Dataset entries:
PR #1321, opened 2024-10-01
extract stream decoding to Decoder classes

farindk:
Move actual bitstream decoding into `Decoder` classes that can decode data irrespective where the data is located in the file.


CMakeLists.txt
```diff
@@ -243,7 +243,7 @@ endif()
 plugin_option(OpenJPEG_ENCODER "OpenJPEG J2K encoder" OFF ON)
 plugin_option(OpenJPEG_DECODER "OpenJPEG J2K decoder" OFF ON)
 if (WITH_OpenJPEG_ENCODER OR WITH_OpenJPEG_DECODER)
-    find_package(OpenJPEG 2)
+    find_package(OpenJPEG)
```
bradh, line 246: I know why you do this (I do too), but probably not wanted in this PR.

farindk: I think I'll have to put that on `.gitignore`. No matter how much care I take, sooner or later it slips through :-)

PR #1324, opened 2024-10-07
fix memory leak when get_compressed_data fails

alex:


bradh:
Looks OK, but maybe a smart pointer with destructor would be cleaner with these multiple paths?

farindk:
Thanks. As @bradh noted, I'll change this to a smart pointer.

PR #1329, opened 2024-10-10
Security: restore previous default limits prior to commit 2374ade

lovell:
Commit https://github.com/strukturag/libheif/commit/2374ade0a24f107d5de8fb6bd5f9ceef04b6c510 allows security limits to be set per context but also removed/altered a couple of the original limits. Removing the `max_iloc_items` limit opens libheif to a denial of service attack. This PR restores the previous defaults.


lovell:
Thanks Dirk, I agree the defaults can be improved, this PR is attempting only to restore the previous defaults to reduce the noise levels we've been experiencing from libvips fuzz tests over the last couple of days.

PR #1330, opened 2024-10-10
aom encoder: expose auto-tiles boolean option (since v3.10.0)

lovell:
Setting this option allows libaom to determine the optimum tile count for the given output dimensions and available threads.

This typically reduces encoding (wall clock) time and/or peak RAM consumption at the cost of slightly increased file sizes. I see a ~30-50% speed up on many-core systems.

```
$ /usr/bin/time -v heif-enc in.jpg -o out.avif
	User time (seconds): 1.71
	System time (seconds): 0.03
	Percent of CPU this job got: 258%
	Elapsed (wall clock) time (h:mm:ss or m:ss): 0:00.67
	Maximum resident set size (kbytes): 50432
```
```
$ /usr/bin/time -v heif-enc -p auto-tiles=true in.jpg -o out.tiled.avif
	User time (seconds): 2.23
	System time (seconds): 0.04
	Percent of CPU this job got: 588%
	Elapsed (wall clock) time (h:mm:ss or m:ss): 0:00.38
	Maximum resident set size (kbytes): 52864
```
```
 847374 in.jpg
 117500 out.avif
 118148 out.tiled.avif
```

### DIFF
--- a/libheif/plugins/encoder_aom.cc
+++ b/libheif/plugins/encoder_aom.cc
@@ -71,6 +71,7 @@ struct encoder_struct_aom
   int threads;
   bool lossless;
   bool lossless_alpha;
+  bool auto_tiles;
 
 #if defined(HAVE_AOM_CODEC_SET_OPTION)
   std::vector<custom_option> custom_options;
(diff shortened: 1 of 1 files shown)


farindk:
Very nice.

Note that I am currently finalizing writing/reading individual tiles:
https://github.com/strukturag/libheif/wiki/Read-and-Writing-Tiled-Images

This might also be interesting for libvips. Not just because of the parallelization possibilities, but also because of the support for much larger images.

**WORK REQUIRED:**
Set the entries down again, unchanged and complete.

**COMPLETED EXERCISE:**
PR #1321, opened 2024-10-01
extract stream decoding to Decoder classes

farindk:
Move actual bitstream decoding into `Decoder` classes that can decode data irrespective where the data is located in the file.


CMakeLists.txt
```diff
@@ -243,7 +243,7 @@ endif()
 plugin_option(OpenJPEG_ENCODER "OpenJPEG J2K encoder" OFF ON)
 plugin_option(OpenJPEG_DECODER "OpenJPEG J2K decoder" OFF ON)
 if (WITH_OpenJPEG_ENCODER OR WITH_OpenJPEG_DECODER)
-    find_package(OpenJPEG 2)
+    find_package(OpenJPEG)
```
bradh, line 246: I know why you do this (I do too), but probably not wanted in this PR.

farindk: I think I'll have to put that on `.gitignore`. No matter how much care I take, sooner or later it slips through :-)

PR #1324, opened 2024-10-07
fix memory leak when get_compressed_data fails

alex:


bradh:
Looks OK, but maybe a smart pointer with destructor would be cleaner with these multiple paths?

farindk:
Thanks. As @bradh noted, I'll change this to a smart pointer.

PR #1329, opened 2024-10-10
Security: restore previous default limits prior to commit 2374ade

lovell:
Commit https://github.com/strukturag/libheif/commit/2374ade0a24f107d5de8fb6bd5f9ceef04b6c510 allows security limits to be set per context but also removed/altered a couple of the original limits. Removing the `max_iloc_items` limit opens libheif to a denial of service attack. This PR restores the previous defaults.


lovell:
Thanks Dirk, I agree the defaults can be improved, this PR is attempting only to restore the previous defaults to reduce the noise levels we've been experiencing from libvips fuzz tests over the last couple of days.

PR #1330, opened 2024-10-10
aom encoder: expose auto-tiles boolean option (since v3.10.0)

lovell:
Setting this option allows libaom to determine the optimum tile count for the given output dimensions and available threads.

This typically reduces encoding (wall clock) time and/or peak RAM consumption at the cost of slightly increased file sizes. I see a ~30-50% speed up on many-core systems.

```
$ /usr/bin/time -v heif-enc in.jpg -o out.avif
	User time (seconds): 1.71
	System time (seconds): 0.03
	Percent of CPU this job got: 258%
	Elapsed (wall clock) time (h:mm:ss or m:ss): 0:00.67
	Maximum resident set size (kbytes): 50432
```
```
$ /usr/bin/time -v heif-enc -p auto-tiles=true in.jpg -o out.tiled.avif
	User time (seconds): 2.23
	System time (seconds): 0.04
	Percent of CPU this job got: 588%
	Elapsed (wall clock) time (h:mm:ss or m:ss): 0:00.38
	Maximum resident set size (kbytes): 52864
```
```
 847374 in.jpg
 117500 out.avif
 118148 out.tiled.avif
```

### DIFF
--- a/libheif/plugins/encoder_aom.cc
+++ b/libheif/plugins/encoder_aom.cc
@@ -71,6 +71,7 @@ struct encoder_struct_aom
   int threads;
   bool lossless;
   bool lossless_alpha;
+  bool auto_tiles;
 
 #if defined(HAVE_AOM_CODEC_SET_OPTION)
   std::vector<custom_option> custom_options;
(diff shortened: 1 of 1 files shown)


farindk:
Very nice.

Note that I am currently finalizing writing/reading individual tiles:
https://github.com/strukturag/libheif/wiki/Read-and-Writing-Tiled-Images

This might also be interesting for libvips. Not just because of the parallelization possibilities, but also because of the support for much larger images.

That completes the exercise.